Bir yorum duyduğunuzda veya olumsuz bir tepki gördüğünüzde az da olsa stres yaşarsınız. Bu olaya tepki olarak kortizol hormonu üretilmeye başlar. Kortizol sadece stresli durumlarda yer almakla kalmaz, aynı zamanda savaş ya da kaç tepkisini de tetikler ve bu vücut için ciddi bir yüktür.

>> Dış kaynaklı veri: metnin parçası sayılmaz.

PR #516, opened 2024-01-18
feat: Support Deployment of Block Streamer

### LINKED ISSUE #443: Setup infra for Block Streamer

darunrs:
Block Streamer needs a Dockerfile in order to build the image and be deployable either locally or in GCP. I've created one for the service and updated the compose file to set the correct env variables needed. This also sserves as a record for what ENV variables need to be set during Terraform deployments to GCP. 

In addition, there's a small issue with running QueryApi locally where if the user runs Runner locally through yarn start, provisioning of resources through hasura fails because it populates the postgres host as 'localhost' whereas it should be 'postgres', as the calls are processed inside the hasura docker. This is due to PGHOST being both used and also passed to Hasura inside Runner. To fix this, I created a separate env variable called PGHOST_HASURA which can be set to 'postgres'. This way, Runner can use 'localhost' while it passes 'postgres' to hasura's docker.

### DIFF
--- a/block-streamer/Dockerfile
+++ b/block-streamer/Dockerfile
@@ -1,0 +1,16 @@
+FROM rust:1.75 AS build
+ARG CARGO_BUILD_MODE=debug
+WORKDIR /tmp/
+COPY block-streamer/ block-streamer/
+COPY registry/types/ registry/types/
+WORKDIR /tmp/block-streamer/
+RUN apt update && apt install -yy protobuf-compiler
+RUN cargo build --package block-streamer
+
+FROM ubuntu:22.04
+ARG CARGO_BUILD_MODE=debug
+ENV RUST_LOG=info
+RUN apt update && apt install -yy openssl ca-certificates
+USER nobody
+COPY --from=build /tmp/block-streamer/target/$CARGO_BUILD_MODE/block-streamer /block-streamer
+ENTRYPOINT ["/block-streamer"]
--- a/block-streamer/Dockerfile
+++ b/block-streamer/Dockerfile
@@ -5,7 +5,11 @@ COPY block-streamer/ block-streamer/
 COPY registry/types/ registry/types/
 WORKDIR /tmp/block-streamer/
 RUN apt update && apt install -yy protobuf-compiler
-RUN cargo build --package block-streamer
+RUN if [ "$CARGO_BUILD_MODE" = "debug" ]; then \
+        cargo build --package block-streamer; \
+    else \
+        cargo build --release --package block-streamer; \
+    fi
 
 FROM ubuntu:22.04
 ARG CARGO_BUILD_MODE=debug
--- a/block-streamer/Dockerfile
+++ b/block-streamer/Dockerfile
@@ -13,7 +13,6 @@ RUN if [ "$CARGO_BUILD_MODE" = "debug" ]; then \
 
 FROM ubuntu:22.04
 ARG CARGO_BUILD_MODE=release
-ENV RUST_LOG=info
 RUN apt update && apt install -yy openssl ca-certificates
 USER nobody
 COPY --from=build /tmp/block-streamer/target/$CARGO_BUILD_MODE/block-streamer /block-streamer
--- a/block-streamer/Dockerfile
+++ b/block-streamer/Dockerfile
@@ -1,5 +1,5 @@
 FROM rust:1.75 AS build
-ARG CARGO_BUILD_MODE=debug
+ARG CARGO_BUILD_MODE=release
 WORKDIR /tmp/
 COPY block-streamer/ block-streamer/
 COPY registry/types/ registry/types/
@@ -12,7 +12,7 @@ RUN if [ "$CARGO_BUILD_MODE" = "debug" ]; then \
     fi
 
 FROM ubuntu:22.04
-ARG CARGO_BUILD_MODE=debug
+ARG CARGO_BUILD_MODE=release
 ENV RUST_LOG=info
 RUN apt update && apt install -yy openssl ca-certificates
 USER nobody
--- a/block-streamer/src/main.rs
+++ b/block-streamer/src/main.rs
@@ -23,17 +23,18 @@ async fn main() -> anyhow::Result<()> {
 
     tracing::info!("Starting Block Streamer Service...");
 
+    tracing::info!("Connecting to Redis...");
     let redis_client = std::sync::Arc::new(redis::RedisClient::connect(&redis_url).await?);
-
-    tracing::info!("Connected to Redis");
 
     let aws_config = aws_config::from_env().load().await;
     let s3_config = aws_sdk_s3::Config::from(&aws_config);
     let s3_client = crate::s3_client::S3Client::new(s3_config.clone());
 
+    tracing::info!("Connecting to Delta Lake...");
     let delta_lake_client =
         std::sync::Arc::new(crate::delta_lake_client::DeltaLakeClient::new(s3_client));
 
+    tracing::info!("Starting gRPC Server...");
     server::init(&server_port, redis_client, delta_lake_client, s3_config).await?;
 
     Ok(())
--- a/block-streamer/src/main.rs
+++ b/block-streamer/src/main.rs
@@ -25,6 +25,8 @@ async fn main() -> anyhow::Result<()> {
 
     let redis_client = std::sync::Arc::new(redis::RedisClient::connect(&redis_url).await?);
 
+    tracing::info!("Connected to Redis");
+
     let aws_config = aws_config::from_env().load().await;
     let s3_config = aws_sdk_s3::Config::from(&aws_config);
     let s3_client = crate::s3_client::S3Client::new(s3_config.clone());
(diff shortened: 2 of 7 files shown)


darunrs:
The testing I did locally was relatively simple: 

1. I built the images using docker compose. 
2. I ran the resources, Coordinator V1, and block streamer image locally in Docker.
3. I ran Runner V2 and Coordinator V2 locally through CLI. 
4. I hard coded Coordinator V2 to only init one indexer. 
5. Verified Block Stream and Executor were initialized, that blocks were in stream, and that Runner was running them alongside V1 executors. 

THere's probably some edge case testing needed as well. Open to ideas on what things I should try. 

Something I noticed though is that I was getting a lot of S3 errors locally when running all current dev indexers in V2. Might be a problem with running locally and not in GCP, but its something to consider. Caching might help if the indexers are reasonably close in terms of what blocks they're querying.

block-streamer/src/main.rs
```diff
@@ -23,15 +23,18 @@ async fn main() -> anyhow::Result<()> {
...
 
     let aws_config = aws_config::from_env().load().await;
     let s3_config = aws_sdk_s3::Config::from(&aws_config);
     let s3_client = crate::s3_client::S3Client::new(s3_config.clone());
 
+    tracing::info!("Connecting to Delta Lake...");
     let delta_lake_client =
         std::sync::Arc::new(crate::delta_lake_client::DeltaLakeClient::new(s3_client));
 
+    tracing::info!("Starting gRPC Server...");
```
morgsmccauley, line 37: We already have a log for this in `block-streamer/src/server/mod.rs`, can we remove either so we just have one?

block-streamer/src/server/mod.rs
```diff
@@ -10,7 +10,7 @@ pub async fn init(
     delta_lake_client: std::sync::Arc<crate::delta_lake_client::DeltaLakeClient>,
     lake_s3_config: aws_sdk_s3::Config,
 ) -> anyhow::Result<()> {
-    let addr = format!("[::1]:{}", port).parse()?;
+    let addr = format!("[::]:{}", port).parse()?;
```
morgsmccauley, line 13: What was the issue here?

block-streamer/Dockerfile
```diff
@@ -0,0 +1,20 @@
+FROM rust:1.75 AS build
+ARG CARGO_BUILD_MODE=debug
```
morgsmccauley, line 2: can we default to `release` please?

block-streamer/Dockerfile
```diff
@@ -0,0 +1,20 @@
...
+RUN apt update && apt install -yy protobuf-compiler
+RUN if [ "$CARGO_BUILD_MODE" = "debug" ]; then \
+        cargo build --package block-streamer; \
+    else \
+        cargo build --release --package block-streamer; \
+    fi
+
+FROM ubuntu:22.04
+ARG CARGO_BUILD_MODE=debug
+ENV RUST_LOG=info
```
morgsmccauley, line 16: Can this still be overridden from the outside?

block-streamer/Dockerfile
darunrs: Ah yes, I forgot to change it to release again. Will change!

block-streamer/Dockerfile
darunrs: So that's a good point. I can look into that.

block-streamer/src/server/mod.rs
darunrs: I was getting the following error: 
`Error: transport error
Caused by:
    0: error creating server listener: Cannot assign requested address (os error 99)
    1: Cannot assign requested address (os error 99)`

I tried :: instead, and that worked.

darunrs: Looking into it some more now, I don't think that's actually what we want. :: is a wildcard so I don't know for sure what address it's attaching the port on. I'll investigate this some more.

block-streamer/src/main.rs
darunrs: Ah you're right. I'll remove the one I added.

block-streamer/Dockerfile
darunrs: It can be overridden using docker compose file's ENV. I'm not sure about GCP deployment. But for GCP it oughta be release anyway.

block-streamer/src/server/mod.rs
darunrs: Ok I think I figured this all out. So, when you put ::1, it binds to the loopback address, which is localhost (127.0.0.1). This means connections from inside the container itself loop back. If I set up the address as ::1, then the server listens on localhost:port. The problem is this means the server is only reachable from inside the container, regardless of if you did port forwarding or not. The other reason is probably some IPv6 compatibility issues. I tried 127.0.0.1 instead of ::1 and that did not give the error. 

In addition, the reason that I had localhost:port working in Runner V2 was because it was running locally too. I had Block Streamer running in docker while Runner and Coordinator were ran through yarn start and cargo run, respectively. So, COordinator and Runner could communicate through localhost. I tried again with Runner V2 in DOcker, and Coordinator V2, running on the hsot machine, could nto reach either Block Streamer OR Runner. I changed both Block Streamer and Runner V2 to put their server on 0.0.0.0 and it worked. 

The reason 0.0.0.0 works is because it binds the port number to all available IP Addresses. The container is aware of several: the IP Address assigned by the docker subnet, 127.0.0.1, the ethernet IP address from which subnet traffic is routed to, and probably some others. That last one is the important one. By using 0.0.0.0, we ensure the server is aware of any network traffic going through that port. 

So, now with that in mind, this felt a little awkward to me because it felt a little unsecure to listen to all IP addresses in the container for that port. But, given we run these services in GCP in a subnet, that's probably fine? We just need to make sure we don't expose those ports unless we want them to be callable as well. I haven't experimented with specifying an ip address, instead of using 0.0.0.0. Maybe that would work. I couldn't find any information saying that is the right way to do it. People generally just say use 0.0.0.0 and configure your firewalls and access separately. 

I think we can proceed with 0.0.0.0 for now and revisit when we're setting up networking later to decide how to route everything. But 0.0.0.0 will at least ensure we can fully test functionality. 127.0.0.1 does not seem to work. 

Of coruse, let me know if you find conflicting information or results!

block-streamer/Dockerfile
morgsmccauley: I'm referring to `RUST_LOG` here - let's remove, as it should be set in the terraform config anyway?

morgsmccauley (approved):
LGTM just the `RUST_LOG` and `0.0.0.0` change to make :)

block-streamer/Dockerfile
darunrs: Oh sorry you mean that. I had to put that in because leaving it out prevents tracing logs from appearing inside Docker. Now of course we can set that in docker compose and terraform too if we want. But I felt like it made sense to leave it here as we probably wouldn't override it unless we really wanted to, in which case we totally can by placing it there. Removing it means we need to specify it in deployment explicitly without any default. 

Essentially, removing it here means we don't have a default setting. It's probably a minor change but if we want to be explicit about all env variables, doing so in the same place, I'm totally fine going with that.

morgsmccauley: Yeah i'd prefer to keep it in one place to avoid confusion

darunrs:
Block Streamer currently uses [::] which is dual stack 0.0.0.0, meaning it works for both IPv4 and IPv6 addresses. I changed Runner's server to [::] and that seems to have worked as well.

morgsmccauley:
> Block Streamer currently uses [::] which is dual stack 0.0.0.0, meaning it works for both IPv4 and IPv6 addresses. I changed Runner's server to [::] and that seems to have worked as well.

@darunrs I may be wrong, but it seems [::] and `0.0.0.0` are for ipv6 and ipv4 respectively, not the same. If they are, it might be worth checking if specifying ipv6 will conflict with the [firewall config](https://github.com/near/near-ops/pull/1545/files#diff-b4eee016b1bfb66169250d595651fb61a5996c8bd5c4e911ba56f20a1f866b0cR95), which is set to `0.0.0.0`. I wonder if GCP will only expose ipv4 traffic, and not ipv6.

darunrs:
> > Block Streamer currently uses [::] which is dual stack 0.0.0.0, meaning it works for both IPv4 and IPv6 addresses. I changed Runner's server to [::] and that seems to have worked as well.
> 
> @darunrs I may be wrong, but it seems `[::]` and `0.0.0.0` are for ipv6 and ipv4 respectively, not the same. If they are, it might be worth checking if specifying ipv6 will conflict with the [firewall config](https://github.com/near/near-ops/pull/1545/files#diff-b4eee016b1bfb66169250d595651fb61a5996c8bd5c4e911ba56f20a1f866b0cR95), which is set to `0.0.0.0`. With this config, I wonder if GCP will only expose ipv4 traffic, and not ipv6.

Good catch. Our VPC Network currently only supports IPv4. We don't really have a reason to change that. I'll update the addresses to expose on 0.0.0.0 explicitly instead!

Ama mesele sadece fizyolojide değil, psikolojide de. Övgüye ve nezakete alışkınız. Ve eleştiri atipik bir durumdur, bu yüzden dikkatimizi çeker. Ayrıca görsel sistemimiz farkında olmadan çevredeki tehditleri arar. Ve bunu gülümseyen meslektaşlarımızdan ziyade olumsuz bir kişinin yanından hissetmemiz daha olasıdır.

4. Neden yeteneğimizden şüphe ederiz?

Akıllı insanlar genellikle argümanlarını aptallara kaptırır, çünkü aptallar kendilerine çok daha fazla güvenirler. Bilimde bu fenomene "Dunning - Kruger etkisi" denir.

Psikolog Dunning ve Kruger bir deney yaptılar. Deneklere görevler verdiler ve sonra kendi görüşlerine göre onlarla nasıl başa çıktıklarını sordular. Alışılmadık bir desen keşfedildi. Görevlerde kötü performans gösterenler, onlarla mükemmel bir şekilde başa çıktıklarından emindiler. Ve görevleri iyi tamamlayanlar kendilerinden şüphe ettiler.

Dunning ve Kruger, aptal insanların sadece zekadan yoksun olmadığını varsaydılar. Ayrıca, iyi başa çıkmadıklarını fark etme yeteneklerinden de yoksundurlar.

Akıllı bir insan sürekli olarak yeni bir şey öğrenir, bu nedenle masumiyetini yüzde yüz kesinlikle iddia etmeyi taahhüt etmez. Herhangi bir konuda hala keşfedilmemiş çok şey olduğunu anlıyor. Sokrates'in şu sözünü hatırlayın: "Hiçbir şey bilmediğimi biliyorum."

Aptal bir insan bu tür şüphelerden muzdarip değildir, bu nedenle genellikle tartışmaları kazanır. Yalan beyanda bulunmaktan ve şahsi görüşünü gerçekmiş gibi sunmaktan çekinmez.

5. Gerçekten ne düşündüğümüzü neden başkalarından gizleyemiyoruz?

Beynimiz yüz ifadelerini okumakta ve duyguları tanımakta inanılmaz derecede iyidir. Bunu yapmak için, en az bilgiye ihtiyacı var. Tipik bir örnek ifadelerdir. Sembollerde:),:(,: Oh, neşeyi, üzüntüyü ve şaşkınlığı hemen fark edebilirsiniz, ancak bunlar sadece noktalar ve kısa çizgilerdir.

Poker oyuncuları gibi bazı insanlar duygularını gizlemede iyidir. Ancak istem dışı ifadeler konusunda onlar bile bir şey yapamazlar. Beynimizde eski bir yapı olan limbik sistem tarafından yönetilirler. Bu nedenle, gerçek duygularımızı nezaketten saklamaya çalıştığımızda, gülümsemenizin ne zaman samimi olduğunu ve ne zaman olmadığını başkaları fark edecektir.